— Task prompt —
Look through the entries below for the string "Convert", and copy each line where it is found.

Stored data entries

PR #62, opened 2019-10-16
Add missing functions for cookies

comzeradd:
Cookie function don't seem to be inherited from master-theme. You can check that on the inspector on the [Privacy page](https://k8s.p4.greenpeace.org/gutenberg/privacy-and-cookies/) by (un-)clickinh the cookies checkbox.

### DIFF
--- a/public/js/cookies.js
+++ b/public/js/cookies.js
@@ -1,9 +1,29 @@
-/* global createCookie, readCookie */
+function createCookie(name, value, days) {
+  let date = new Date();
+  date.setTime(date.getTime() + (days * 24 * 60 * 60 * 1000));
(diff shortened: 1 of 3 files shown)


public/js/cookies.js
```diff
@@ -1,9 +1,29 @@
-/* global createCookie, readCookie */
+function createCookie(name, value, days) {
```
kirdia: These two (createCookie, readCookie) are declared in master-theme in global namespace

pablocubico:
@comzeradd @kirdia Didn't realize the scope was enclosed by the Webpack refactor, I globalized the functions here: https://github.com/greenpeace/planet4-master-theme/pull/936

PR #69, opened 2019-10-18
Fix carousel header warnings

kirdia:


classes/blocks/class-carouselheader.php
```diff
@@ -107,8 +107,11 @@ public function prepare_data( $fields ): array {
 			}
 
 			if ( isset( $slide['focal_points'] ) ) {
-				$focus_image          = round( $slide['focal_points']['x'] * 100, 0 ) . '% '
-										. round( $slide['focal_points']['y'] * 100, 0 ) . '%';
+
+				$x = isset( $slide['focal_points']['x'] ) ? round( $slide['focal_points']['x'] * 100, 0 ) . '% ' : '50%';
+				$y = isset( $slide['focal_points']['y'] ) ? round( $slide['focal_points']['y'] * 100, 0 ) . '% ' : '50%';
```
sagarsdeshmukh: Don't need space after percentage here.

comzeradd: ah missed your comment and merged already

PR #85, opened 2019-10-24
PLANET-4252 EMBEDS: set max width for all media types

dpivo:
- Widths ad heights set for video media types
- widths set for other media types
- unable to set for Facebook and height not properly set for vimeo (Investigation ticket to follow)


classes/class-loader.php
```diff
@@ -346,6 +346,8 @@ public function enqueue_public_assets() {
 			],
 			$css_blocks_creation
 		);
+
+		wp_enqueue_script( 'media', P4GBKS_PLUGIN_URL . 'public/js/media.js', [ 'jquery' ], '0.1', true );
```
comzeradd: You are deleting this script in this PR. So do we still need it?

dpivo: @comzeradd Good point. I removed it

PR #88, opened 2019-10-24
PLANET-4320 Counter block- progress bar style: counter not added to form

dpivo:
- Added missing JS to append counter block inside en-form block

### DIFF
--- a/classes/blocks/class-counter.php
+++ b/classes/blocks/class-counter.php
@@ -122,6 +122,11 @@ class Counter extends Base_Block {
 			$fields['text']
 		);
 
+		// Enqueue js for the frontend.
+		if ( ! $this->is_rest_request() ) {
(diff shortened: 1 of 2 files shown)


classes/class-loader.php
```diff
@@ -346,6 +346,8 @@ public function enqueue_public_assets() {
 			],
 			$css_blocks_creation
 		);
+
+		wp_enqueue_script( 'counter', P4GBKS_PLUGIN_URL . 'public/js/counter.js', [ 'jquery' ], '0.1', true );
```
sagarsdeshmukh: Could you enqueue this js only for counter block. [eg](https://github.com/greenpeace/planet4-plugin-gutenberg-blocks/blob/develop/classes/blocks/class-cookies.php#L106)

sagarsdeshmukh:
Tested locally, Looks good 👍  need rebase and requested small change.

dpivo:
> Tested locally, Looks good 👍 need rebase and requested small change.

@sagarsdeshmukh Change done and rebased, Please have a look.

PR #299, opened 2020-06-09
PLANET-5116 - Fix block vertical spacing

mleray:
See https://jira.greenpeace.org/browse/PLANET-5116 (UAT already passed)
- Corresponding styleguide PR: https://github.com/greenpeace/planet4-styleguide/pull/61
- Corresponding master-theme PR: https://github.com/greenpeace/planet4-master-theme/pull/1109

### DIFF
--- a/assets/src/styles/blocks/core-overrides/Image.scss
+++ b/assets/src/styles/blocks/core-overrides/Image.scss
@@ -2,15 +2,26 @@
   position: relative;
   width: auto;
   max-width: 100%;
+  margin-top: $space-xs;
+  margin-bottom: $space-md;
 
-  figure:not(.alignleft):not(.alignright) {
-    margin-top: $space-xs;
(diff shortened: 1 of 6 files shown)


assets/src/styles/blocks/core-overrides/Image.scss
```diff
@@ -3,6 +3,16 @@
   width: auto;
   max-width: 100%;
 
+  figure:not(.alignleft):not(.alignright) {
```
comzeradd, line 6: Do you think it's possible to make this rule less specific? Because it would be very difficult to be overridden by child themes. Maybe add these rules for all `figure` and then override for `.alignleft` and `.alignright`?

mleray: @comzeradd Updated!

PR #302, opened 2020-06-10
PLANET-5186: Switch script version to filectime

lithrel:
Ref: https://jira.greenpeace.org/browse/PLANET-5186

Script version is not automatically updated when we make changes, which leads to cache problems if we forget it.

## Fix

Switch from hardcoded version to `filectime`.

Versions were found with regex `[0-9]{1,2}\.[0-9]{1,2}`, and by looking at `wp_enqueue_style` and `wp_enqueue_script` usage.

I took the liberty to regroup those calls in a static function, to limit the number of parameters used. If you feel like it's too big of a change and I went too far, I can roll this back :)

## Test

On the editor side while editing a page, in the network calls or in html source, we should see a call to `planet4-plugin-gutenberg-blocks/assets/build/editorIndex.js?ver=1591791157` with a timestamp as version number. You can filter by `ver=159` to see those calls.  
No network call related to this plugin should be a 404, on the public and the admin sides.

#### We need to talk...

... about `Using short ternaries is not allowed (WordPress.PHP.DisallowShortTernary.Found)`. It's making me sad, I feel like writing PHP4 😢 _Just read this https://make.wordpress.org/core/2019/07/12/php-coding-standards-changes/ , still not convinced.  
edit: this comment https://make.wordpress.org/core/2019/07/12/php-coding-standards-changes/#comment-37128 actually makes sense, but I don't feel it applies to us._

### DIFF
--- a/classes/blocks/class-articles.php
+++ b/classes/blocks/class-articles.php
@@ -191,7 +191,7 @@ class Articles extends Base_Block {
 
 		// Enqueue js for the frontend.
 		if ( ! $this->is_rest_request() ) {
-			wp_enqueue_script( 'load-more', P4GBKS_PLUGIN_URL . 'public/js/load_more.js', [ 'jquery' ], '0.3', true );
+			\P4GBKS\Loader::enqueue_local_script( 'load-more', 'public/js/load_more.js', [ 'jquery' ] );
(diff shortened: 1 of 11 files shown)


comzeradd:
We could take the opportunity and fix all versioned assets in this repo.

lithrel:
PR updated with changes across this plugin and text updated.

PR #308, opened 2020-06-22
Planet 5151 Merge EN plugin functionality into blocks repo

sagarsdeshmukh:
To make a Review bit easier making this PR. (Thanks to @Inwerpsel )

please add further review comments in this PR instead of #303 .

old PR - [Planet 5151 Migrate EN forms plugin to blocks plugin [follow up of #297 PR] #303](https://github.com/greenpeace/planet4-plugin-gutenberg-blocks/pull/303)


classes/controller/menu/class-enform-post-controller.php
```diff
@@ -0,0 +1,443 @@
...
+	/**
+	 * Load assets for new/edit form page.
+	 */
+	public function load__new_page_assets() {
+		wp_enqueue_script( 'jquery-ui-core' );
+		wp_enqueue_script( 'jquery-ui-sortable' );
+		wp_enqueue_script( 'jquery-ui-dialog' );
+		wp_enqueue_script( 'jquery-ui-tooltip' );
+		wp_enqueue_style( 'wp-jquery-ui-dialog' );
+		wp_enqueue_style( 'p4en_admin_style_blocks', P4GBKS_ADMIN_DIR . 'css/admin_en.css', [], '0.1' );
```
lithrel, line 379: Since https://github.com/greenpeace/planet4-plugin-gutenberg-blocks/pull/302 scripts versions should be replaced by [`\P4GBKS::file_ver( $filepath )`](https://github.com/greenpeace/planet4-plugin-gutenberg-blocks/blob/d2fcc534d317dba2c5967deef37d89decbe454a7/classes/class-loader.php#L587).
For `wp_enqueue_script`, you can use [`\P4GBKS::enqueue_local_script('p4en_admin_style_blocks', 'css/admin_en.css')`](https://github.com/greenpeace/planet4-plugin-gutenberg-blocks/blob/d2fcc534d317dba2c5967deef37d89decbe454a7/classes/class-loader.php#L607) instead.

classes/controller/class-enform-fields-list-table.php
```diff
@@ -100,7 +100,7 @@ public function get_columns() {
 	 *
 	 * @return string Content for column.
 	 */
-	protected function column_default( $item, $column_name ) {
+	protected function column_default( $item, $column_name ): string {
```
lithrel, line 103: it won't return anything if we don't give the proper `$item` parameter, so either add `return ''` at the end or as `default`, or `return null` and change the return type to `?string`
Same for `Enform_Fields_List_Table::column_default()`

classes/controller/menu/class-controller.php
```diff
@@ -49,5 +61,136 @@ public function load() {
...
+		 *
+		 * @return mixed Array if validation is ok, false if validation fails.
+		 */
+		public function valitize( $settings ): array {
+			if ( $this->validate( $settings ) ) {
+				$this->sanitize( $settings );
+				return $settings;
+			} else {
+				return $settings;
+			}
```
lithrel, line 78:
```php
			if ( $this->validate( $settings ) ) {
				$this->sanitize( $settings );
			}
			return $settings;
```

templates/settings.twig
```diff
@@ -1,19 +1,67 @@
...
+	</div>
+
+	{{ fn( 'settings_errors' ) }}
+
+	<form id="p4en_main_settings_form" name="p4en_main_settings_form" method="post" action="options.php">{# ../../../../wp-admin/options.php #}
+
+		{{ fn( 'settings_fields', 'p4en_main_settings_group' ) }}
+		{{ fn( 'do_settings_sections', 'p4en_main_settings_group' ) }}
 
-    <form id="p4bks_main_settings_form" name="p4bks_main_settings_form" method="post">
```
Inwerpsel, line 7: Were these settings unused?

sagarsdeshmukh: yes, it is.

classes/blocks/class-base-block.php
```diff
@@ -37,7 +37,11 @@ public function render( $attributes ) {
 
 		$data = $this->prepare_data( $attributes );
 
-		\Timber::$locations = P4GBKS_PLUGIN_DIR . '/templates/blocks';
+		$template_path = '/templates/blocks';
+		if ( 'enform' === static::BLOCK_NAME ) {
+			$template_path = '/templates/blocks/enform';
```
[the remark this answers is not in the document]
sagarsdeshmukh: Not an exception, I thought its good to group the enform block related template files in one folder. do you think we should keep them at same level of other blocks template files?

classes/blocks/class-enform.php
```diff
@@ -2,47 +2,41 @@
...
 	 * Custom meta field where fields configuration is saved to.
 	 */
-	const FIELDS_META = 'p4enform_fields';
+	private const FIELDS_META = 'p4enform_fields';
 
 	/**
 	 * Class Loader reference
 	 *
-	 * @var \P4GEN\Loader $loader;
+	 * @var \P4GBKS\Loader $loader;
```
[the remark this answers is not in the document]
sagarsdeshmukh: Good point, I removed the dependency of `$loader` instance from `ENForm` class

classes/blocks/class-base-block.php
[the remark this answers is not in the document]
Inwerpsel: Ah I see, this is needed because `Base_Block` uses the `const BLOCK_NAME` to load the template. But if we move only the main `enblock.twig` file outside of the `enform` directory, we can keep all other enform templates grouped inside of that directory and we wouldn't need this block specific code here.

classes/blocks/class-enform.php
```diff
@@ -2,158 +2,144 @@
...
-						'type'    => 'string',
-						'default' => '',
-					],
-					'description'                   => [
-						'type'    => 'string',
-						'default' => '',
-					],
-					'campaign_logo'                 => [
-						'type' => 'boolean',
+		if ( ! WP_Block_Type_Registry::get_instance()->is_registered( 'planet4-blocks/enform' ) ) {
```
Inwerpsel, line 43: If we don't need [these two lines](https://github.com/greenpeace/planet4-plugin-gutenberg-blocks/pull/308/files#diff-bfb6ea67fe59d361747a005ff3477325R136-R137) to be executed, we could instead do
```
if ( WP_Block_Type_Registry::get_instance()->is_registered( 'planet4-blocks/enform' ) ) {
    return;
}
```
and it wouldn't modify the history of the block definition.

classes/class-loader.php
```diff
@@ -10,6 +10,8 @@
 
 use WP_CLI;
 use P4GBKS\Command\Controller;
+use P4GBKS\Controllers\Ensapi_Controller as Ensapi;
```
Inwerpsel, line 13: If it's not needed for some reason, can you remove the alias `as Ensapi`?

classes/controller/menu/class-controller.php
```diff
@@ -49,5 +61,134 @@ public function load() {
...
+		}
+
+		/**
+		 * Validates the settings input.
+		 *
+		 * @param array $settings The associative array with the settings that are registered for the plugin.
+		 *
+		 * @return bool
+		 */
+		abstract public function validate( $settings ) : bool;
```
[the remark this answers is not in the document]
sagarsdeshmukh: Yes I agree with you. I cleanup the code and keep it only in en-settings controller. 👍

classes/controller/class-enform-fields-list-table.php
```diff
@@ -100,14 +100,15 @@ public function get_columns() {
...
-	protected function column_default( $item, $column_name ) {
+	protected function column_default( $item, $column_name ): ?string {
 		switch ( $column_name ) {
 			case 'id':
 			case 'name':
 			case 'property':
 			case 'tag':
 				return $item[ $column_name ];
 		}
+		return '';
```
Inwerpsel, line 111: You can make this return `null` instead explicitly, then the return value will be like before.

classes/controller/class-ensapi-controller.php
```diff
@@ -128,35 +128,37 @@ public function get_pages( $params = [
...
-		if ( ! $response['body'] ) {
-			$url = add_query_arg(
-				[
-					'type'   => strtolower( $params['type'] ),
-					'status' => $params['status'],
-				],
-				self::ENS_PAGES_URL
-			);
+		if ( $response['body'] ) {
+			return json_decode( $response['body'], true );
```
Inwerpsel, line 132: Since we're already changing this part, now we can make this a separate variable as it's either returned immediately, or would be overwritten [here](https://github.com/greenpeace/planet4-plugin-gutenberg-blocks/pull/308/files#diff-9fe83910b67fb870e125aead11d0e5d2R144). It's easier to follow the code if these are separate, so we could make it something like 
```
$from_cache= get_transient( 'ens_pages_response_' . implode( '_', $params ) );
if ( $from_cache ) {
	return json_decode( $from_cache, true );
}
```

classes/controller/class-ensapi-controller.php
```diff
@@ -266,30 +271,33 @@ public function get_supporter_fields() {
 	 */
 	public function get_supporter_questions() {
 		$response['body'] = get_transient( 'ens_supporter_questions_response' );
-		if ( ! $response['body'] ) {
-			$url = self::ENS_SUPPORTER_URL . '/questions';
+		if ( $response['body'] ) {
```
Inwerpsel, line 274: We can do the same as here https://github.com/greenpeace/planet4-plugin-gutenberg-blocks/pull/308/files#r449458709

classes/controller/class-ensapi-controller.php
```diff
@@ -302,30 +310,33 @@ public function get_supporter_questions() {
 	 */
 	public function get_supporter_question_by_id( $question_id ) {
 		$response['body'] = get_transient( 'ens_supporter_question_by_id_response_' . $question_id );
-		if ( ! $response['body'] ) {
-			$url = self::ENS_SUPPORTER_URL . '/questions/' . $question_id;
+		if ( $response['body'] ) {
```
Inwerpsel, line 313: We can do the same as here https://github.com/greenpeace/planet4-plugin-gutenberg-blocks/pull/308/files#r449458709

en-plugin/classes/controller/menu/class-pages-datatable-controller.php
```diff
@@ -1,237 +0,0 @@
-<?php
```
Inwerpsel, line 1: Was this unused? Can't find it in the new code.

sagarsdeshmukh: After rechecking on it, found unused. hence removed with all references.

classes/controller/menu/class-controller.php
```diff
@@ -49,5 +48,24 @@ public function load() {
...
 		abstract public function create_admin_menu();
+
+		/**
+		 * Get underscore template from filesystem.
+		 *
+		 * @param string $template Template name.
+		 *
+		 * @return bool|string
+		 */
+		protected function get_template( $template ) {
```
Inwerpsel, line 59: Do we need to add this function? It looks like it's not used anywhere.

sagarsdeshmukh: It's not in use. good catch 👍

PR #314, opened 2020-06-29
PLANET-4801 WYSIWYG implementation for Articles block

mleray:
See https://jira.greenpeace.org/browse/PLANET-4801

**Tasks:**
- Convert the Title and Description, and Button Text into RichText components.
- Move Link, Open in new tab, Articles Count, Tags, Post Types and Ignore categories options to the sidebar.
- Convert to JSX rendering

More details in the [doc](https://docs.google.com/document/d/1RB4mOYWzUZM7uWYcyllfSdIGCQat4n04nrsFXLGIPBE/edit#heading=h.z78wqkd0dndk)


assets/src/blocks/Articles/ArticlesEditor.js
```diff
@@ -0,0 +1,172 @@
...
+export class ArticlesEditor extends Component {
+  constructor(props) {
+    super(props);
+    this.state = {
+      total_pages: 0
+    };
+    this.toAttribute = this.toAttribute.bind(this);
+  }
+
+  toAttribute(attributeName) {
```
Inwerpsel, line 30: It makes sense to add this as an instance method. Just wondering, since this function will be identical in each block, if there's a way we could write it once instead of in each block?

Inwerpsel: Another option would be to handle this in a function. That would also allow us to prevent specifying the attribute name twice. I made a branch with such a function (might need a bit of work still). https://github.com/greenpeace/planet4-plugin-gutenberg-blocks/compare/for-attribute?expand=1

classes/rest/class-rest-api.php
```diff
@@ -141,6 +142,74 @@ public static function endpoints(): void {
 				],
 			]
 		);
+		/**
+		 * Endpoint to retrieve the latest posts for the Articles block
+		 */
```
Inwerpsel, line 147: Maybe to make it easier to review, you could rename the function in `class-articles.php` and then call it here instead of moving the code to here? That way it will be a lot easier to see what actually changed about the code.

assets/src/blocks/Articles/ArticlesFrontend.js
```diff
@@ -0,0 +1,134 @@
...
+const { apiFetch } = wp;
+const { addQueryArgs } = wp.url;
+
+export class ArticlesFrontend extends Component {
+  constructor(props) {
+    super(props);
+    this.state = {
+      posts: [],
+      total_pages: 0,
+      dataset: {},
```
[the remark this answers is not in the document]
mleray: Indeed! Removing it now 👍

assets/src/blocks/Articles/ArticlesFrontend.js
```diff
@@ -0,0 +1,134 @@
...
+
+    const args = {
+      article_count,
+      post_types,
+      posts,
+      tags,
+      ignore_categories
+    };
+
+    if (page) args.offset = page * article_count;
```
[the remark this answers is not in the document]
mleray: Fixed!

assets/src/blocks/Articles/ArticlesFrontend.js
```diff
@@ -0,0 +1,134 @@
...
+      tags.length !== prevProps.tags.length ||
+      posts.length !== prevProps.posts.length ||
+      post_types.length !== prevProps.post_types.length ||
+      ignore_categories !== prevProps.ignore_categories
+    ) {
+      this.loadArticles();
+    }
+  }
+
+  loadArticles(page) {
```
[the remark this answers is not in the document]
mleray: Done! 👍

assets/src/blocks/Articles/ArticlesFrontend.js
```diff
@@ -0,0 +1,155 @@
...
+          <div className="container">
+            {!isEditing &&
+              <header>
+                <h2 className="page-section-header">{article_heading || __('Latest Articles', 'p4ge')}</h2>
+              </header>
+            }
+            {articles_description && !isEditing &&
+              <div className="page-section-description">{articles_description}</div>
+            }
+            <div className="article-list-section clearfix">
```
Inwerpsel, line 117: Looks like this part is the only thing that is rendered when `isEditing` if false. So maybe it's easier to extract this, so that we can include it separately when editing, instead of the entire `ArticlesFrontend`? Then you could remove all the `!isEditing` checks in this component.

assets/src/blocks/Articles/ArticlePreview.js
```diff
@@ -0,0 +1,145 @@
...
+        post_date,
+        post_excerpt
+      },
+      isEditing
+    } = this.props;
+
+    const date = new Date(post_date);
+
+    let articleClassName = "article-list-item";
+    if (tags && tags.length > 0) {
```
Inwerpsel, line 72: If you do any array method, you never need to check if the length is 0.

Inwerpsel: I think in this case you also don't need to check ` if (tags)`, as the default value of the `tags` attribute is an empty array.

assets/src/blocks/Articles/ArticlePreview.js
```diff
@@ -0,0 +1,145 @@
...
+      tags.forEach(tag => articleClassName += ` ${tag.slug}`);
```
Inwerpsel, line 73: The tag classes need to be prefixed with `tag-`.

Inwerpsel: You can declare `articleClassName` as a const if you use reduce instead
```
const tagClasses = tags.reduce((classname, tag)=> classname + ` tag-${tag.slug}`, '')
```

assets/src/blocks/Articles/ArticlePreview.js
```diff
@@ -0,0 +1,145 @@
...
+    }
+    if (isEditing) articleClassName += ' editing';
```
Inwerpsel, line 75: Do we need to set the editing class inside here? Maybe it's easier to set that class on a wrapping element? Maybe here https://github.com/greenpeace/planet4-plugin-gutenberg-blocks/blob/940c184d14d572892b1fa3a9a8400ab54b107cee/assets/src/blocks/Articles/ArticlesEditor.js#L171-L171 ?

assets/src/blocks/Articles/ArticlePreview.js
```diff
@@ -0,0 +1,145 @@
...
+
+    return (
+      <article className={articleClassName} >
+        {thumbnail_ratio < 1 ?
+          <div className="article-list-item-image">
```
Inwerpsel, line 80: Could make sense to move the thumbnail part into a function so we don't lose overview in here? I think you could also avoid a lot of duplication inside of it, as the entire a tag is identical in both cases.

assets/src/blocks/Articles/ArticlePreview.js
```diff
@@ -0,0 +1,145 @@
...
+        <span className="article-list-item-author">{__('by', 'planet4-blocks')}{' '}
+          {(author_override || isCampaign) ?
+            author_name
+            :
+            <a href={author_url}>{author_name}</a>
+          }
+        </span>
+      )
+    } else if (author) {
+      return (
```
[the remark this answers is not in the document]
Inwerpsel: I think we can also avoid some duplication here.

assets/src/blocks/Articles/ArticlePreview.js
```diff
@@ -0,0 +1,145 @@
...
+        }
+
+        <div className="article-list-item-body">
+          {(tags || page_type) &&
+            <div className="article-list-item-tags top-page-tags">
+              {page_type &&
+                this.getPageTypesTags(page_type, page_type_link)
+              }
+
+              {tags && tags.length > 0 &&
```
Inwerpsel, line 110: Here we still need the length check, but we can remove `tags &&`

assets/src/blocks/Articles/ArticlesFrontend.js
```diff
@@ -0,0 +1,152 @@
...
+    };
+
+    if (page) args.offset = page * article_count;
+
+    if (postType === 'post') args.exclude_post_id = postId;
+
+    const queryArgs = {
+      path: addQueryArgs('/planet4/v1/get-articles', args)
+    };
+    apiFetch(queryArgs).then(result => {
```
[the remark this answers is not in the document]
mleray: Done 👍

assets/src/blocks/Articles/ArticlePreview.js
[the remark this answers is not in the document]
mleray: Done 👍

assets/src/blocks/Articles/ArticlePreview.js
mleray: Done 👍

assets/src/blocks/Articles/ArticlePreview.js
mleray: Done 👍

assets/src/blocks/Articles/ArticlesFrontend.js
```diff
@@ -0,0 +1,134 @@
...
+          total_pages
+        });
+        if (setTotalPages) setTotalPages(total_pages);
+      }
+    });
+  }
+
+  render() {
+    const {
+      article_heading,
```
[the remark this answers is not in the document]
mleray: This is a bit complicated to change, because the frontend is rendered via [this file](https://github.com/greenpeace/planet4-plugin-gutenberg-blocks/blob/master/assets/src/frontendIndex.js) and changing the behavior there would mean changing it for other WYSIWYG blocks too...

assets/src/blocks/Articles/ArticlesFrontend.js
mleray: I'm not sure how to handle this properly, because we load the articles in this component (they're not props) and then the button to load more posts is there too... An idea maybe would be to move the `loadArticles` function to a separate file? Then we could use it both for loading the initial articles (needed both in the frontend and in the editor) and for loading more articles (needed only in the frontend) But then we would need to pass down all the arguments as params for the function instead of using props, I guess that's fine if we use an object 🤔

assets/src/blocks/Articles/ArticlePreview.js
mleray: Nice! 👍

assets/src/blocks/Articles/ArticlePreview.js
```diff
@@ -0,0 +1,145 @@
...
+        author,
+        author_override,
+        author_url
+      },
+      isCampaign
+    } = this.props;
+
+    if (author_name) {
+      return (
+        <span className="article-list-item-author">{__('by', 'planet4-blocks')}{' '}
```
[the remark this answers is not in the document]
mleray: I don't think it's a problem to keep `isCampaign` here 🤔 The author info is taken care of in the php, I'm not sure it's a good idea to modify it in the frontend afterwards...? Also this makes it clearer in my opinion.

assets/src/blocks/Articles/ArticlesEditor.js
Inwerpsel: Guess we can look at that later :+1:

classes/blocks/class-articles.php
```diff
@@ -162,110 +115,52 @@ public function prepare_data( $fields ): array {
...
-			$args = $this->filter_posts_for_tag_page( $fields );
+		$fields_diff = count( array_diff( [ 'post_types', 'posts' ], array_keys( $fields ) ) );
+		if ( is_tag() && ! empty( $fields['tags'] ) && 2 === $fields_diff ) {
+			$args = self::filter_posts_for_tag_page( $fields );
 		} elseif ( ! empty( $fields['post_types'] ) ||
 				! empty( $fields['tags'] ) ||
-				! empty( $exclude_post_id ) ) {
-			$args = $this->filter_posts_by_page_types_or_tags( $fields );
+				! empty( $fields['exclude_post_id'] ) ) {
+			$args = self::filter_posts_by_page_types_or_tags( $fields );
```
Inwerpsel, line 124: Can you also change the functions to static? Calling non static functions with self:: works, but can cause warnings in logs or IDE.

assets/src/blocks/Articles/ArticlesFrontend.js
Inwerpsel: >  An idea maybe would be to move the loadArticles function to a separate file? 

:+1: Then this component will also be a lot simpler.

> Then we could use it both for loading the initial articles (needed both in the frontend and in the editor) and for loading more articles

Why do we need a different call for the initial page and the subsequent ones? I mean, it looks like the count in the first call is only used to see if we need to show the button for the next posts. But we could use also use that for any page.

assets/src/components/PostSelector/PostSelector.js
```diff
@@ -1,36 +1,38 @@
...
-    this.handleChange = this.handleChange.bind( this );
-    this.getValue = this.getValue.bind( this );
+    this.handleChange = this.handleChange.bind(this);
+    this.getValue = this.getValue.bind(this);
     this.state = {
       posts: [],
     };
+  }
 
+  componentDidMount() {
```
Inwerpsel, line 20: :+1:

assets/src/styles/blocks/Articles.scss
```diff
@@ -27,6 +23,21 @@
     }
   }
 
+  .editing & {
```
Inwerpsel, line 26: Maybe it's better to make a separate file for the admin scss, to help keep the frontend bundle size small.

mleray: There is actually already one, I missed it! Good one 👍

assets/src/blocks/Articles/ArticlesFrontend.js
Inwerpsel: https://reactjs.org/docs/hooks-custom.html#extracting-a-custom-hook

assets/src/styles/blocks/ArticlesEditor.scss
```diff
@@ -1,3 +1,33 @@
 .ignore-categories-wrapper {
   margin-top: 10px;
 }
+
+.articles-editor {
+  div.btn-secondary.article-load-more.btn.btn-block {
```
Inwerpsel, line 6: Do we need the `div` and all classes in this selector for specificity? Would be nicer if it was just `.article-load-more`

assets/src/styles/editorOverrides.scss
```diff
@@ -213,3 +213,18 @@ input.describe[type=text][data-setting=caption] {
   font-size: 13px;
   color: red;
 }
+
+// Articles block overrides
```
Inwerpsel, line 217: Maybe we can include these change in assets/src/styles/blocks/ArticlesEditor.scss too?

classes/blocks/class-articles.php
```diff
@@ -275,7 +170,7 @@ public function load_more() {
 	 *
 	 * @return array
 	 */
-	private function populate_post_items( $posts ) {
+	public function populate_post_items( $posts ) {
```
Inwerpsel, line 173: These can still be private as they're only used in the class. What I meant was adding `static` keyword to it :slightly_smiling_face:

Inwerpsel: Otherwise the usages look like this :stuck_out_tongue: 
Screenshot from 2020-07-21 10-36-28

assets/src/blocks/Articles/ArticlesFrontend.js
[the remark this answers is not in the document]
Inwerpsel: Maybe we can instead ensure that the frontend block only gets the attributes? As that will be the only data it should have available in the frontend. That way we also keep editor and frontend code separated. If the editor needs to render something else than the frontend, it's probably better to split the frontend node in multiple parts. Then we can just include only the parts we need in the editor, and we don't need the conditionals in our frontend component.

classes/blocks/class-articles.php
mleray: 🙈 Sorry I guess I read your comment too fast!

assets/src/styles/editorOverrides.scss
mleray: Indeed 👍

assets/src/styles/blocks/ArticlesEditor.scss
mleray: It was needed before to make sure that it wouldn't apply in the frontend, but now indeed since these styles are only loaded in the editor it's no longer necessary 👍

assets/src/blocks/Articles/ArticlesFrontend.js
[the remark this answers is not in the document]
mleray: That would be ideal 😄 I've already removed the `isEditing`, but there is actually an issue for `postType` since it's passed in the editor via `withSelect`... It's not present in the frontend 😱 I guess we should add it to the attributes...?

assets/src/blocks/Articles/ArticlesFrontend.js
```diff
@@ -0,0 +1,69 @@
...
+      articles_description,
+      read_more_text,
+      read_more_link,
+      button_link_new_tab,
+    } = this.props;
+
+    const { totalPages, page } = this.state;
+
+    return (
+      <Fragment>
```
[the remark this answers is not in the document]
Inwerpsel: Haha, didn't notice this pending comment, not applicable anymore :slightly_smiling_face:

— Response area —
- Convert the Title and Description, and Button Text into RichText components.
- Convert to JSX rendering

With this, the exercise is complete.